Work task
Please count the lines in these records that contain "double" and give only that count.

Collected data
*-*-*

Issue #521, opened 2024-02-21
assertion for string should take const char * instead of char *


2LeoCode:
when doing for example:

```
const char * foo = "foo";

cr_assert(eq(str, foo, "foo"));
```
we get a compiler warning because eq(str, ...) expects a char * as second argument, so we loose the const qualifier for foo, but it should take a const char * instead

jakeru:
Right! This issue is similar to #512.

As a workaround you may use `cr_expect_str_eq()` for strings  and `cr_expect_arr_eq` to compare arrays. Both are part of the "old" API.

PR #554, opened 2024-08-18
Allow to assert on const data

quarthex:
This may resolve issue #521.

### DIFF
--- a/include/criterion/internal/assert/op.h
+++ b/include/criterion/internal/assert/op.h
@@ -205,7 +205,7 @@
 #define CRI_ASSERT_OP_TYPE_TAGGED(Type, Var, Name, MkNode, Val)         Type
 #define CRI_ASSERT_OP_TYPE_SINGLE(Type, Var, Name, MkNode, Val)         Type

*-*-*

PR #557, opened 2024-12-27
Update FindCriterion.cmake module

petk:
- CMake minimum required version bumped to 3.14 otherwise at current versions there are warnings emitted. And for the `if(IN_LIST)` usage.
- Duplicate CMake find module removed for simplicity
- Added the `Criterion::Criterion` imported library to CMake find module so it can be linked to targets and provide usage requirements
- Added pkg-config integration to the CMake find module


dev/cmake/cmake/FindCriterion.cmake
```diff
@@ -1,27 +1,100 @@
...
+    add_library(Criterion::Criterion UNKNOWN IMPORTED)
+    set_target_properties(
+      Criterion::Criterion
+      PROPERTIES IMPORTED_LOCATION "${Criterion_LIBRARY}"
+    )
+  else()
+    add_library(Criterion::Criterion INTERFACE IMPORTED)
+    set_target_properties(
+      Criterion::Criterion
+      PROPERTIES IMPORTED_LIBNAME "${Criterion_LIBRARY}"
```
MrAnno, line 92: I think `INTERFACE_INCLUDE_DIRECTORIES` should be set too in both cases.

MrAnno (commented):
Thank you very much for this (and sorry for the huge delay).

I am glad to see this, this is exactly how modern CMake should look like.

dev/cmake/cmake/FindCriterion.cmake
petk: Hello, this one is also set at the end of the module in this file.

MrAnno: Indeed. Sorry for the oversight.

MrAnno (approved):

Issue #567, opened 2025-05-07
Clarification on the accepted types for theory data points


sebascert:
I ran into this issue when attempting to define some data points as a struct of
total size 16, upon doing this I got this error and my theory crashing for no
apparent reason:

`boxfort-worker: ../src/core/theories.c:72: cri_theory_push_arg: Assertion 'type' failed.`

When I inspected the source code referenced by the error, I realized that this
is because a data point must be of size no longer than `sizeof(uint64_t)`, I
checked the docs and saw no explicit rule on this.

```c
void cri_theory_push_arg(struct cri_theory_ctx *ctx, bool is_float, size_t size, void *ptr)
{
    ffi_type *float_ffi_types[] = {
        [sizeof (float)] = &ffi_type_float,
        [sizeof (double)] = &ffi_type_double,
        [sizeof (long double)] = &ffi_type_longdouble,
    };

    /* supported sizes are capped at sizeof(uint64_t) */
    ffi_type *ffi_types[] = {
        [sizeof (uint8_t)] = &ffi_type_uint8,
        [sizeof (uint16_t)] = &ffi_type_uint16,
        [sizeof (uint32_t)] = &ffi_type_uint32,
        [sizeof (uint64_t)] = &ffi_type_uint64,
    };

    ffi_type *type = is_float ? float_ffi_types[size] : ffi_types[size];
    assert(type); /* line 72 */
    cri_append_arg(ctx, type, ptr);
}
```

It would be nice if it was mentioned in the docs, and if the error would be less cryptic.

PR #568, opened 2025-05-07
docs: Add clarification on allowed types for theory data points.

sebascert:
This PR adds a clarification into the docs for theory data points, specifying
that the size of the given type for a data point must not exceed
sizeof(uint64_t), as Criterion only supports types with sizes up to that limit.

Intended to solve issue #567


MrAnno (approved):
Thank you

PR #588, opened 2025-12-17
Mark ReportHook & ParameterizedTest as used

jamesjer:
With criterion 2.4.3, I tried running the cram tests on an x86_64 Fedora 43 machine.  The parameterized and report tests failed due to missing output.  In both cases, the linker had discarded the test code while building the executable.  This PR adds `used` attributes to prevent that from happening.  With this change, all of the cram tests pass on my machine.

*-*-*

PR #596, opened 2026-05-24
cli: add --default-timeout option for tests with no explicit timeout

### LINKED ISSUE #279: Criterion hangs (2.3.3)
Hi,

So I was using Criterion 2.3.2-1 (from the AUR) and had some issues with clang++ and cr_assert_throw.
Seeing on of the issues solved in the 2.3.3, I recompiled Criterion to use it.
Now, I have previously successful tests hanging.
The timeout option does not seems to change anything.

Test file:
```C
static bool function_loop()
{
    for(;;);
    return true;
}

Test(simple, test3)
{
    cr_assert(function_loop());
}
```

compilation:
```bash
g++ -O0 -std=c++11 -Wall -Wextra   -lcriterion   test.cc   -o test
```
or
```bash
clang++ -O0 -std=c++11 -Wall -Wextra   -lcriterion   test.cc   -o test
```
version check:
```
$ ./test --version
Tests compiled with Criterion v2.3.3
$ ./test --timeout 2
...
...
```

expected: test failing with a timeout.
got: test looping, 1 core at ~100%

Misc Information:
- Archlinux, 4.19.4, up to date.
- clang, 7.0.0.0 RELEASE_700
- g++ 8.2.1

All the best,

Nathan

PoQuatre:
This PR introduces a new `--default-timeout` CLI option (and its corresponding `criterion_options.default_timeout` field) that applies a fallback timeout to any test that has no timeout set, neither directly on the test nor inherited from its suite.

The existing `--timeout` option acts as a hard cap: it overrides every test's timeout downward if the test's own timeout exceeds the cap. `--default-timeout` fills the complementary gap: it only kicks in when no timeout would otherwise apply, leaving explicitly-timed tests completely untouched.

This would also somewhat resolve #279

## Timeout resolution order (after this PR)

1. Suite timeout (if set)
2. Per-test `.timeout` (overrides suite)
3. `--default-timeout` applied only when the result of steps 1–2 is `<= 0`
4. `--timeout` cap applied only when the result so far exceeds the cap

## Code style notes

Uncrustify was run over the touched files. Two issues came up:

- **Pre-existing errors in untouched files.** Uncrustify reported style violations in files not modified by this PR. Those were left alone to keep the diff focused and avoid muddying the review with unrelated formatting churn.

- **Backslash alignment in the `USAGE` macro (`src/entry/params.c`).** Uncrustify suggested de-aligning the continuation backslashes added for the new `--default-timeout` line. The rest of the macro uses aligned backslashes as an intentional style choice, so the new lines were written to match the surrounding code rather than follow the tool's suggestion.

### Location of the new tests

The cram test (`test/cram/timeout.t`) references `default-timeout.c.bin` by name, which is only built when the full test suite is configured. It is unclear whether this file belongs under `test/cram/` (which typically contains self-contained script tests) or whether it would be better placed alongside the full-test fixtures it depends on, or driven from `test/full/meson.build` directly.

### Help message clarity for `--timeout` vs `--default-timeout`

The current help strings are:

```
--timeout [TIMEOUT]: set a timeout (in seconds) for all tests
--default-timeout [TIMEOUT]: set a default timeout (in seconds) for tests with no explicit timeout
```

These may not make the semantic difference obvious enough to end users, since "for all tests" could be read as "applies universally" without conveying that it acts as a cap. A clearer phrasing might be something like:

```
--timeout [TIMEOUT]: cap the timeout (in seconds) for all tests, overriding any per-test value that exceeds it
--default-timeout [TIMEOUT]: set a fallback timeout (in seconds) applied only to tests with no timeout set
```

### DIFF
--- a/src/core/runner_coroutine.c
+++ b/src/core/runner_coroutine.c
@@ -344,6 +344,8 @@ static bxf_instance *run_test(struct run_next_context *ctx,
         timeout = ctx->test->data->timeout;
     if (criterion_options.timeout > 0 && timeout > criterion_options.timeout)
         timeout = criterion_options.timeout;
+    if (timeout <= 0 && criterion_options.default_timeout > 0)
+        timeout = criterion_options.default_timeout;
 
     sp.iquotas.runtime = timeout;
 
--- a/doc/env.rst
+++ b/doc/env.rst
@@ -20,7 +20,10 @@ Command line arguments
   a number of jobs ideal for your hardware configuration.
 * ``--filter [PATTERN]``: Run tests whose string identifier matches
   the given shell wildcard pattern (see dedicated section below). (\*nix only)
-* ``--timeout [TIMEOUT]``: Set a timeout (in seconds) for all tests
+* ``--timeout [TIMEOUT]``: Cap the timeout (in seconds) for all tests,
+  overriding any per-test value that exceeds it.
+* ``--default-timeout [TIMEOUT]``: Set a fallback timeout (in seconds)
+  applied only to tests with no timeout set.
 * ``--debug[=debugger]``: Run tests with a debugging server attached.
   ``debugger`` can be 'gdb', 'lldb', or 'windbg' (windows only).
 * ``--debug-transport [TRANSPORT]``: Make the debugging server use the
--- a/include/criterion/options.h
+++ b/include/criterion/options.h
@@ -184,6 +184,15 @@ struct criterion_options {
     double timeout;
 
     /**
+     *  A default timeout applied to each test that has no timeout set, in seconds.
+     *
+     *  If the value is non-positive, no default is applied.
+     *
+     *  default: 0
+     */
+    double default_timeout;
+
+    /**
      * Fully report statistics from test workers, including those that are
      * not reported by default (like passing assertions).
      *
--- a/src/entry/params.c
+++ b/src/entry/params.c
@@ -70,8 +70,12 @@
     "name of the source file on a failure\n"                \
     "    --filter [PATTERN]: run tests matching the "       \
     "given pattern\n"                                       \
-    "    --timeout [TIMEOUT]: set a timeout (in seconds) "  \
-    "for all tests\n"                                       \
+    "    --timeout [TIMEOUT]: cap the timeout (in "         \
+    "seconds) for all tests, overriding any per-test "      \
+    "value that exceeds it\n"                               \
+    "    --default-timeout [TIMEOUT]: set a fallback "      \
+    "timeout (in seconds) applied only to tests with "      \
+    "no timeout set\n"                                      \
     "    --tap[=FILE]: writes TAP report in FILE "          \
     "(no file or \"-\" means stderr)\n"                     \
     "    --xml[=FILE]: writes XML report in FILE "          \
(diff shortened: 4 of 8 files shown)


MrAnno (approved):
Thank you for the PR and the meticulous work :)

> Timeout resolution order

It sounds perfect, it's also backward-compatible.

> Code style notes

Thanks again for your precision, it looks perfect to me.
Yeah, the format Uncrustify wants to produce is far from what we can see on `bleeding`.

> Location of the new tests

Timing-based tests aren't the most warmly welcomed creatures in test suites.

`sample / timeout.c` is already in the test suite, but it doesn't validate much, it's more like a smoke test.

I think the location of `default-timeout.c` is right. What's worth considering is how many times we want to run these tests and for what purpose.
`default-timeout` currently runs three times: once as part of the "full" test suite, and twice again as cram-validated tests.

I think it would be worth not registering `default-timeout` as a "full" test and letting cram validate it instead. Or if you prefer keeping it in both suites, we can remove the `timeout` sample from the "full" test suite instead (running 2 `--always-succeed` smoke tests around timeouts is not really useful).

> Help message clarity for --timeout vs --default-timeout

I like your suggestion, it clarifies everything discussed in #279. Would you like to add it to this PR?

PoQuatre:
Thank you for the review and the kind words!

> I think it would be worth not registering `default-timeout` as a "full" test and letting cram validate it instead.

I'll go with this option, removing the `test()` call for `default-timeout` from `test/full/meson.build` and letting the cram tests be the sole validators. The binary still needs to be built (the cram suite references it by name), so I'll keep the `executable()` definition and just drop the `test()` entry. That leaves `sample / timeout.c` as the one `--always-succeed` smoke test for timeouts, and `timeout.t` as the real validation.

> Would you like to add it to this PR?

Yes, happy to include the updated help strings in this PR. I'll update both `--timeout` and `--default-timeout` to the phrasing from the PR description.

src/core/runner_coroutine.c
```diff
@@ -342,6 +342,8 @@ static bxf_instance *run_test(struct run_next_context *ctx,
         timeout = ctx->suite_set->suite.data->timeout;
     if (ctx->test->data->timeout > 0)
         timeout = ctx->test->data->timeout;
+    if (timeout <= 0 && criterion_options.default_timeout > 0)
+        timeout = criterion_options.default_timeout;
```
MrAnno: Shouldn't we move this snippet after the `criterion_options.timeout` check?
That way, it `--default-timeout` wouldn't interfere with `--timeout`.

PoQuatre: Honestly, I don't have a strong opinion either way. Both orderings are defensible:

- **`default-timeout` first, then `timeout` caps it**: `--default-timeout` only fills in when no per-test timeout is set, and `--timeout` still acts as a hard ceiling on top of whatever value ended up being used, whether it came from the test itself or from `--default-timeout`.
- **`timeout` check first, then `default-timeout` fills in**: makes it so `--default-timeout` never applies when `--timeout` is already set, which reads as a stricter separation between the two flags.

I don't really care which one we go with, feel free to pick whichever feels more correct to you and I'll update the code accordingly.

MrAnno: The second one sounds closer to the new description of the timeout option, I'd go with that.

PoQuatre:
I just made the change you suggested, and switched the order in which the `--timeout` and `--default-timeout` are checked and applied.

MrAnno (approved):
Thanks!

*-*-*

The completed task
4